Every line that contains the word "state" should be copied from the records below.

↓↓↓

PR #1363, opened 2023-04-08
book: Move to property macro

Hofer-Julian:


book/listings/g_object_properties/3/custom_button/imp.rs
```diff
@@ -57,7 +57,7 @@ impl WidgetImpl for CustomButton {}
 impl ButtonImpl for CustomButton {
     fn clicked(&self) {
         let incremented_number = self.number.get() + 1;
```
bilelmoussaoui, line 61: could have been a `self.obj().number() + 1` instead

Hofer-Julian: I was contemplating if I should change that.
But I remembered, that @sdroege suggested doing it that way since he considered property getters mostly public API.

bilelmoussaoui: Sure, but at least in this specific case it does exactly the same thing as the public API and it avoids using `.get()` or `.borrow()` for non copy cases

↑↑↑
↓↓↓

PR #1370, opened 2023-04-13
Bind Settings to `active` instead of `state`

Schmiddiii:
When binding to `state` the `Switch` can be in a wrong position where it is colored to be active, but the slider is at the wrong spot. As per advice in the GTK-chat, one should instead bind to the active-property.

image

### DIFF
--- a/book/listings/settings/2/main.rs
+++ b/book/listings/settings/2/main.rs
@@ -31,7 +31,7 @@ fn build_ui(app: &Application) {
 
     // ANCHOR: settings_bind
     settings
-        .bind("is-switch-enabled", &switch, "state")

↑↑↑

OUTPUT OF THE EXERCISE:
Bind Settings to `active` instead of `state`
When binding to `state` the `Switch` can be in a wrong position where it is colored to be active, but the slider is at the wrong spot. As per advice in the GTK-chat, one should instead bind to the active-property.
-        .bind("is-switch-enabled", &switch, "state")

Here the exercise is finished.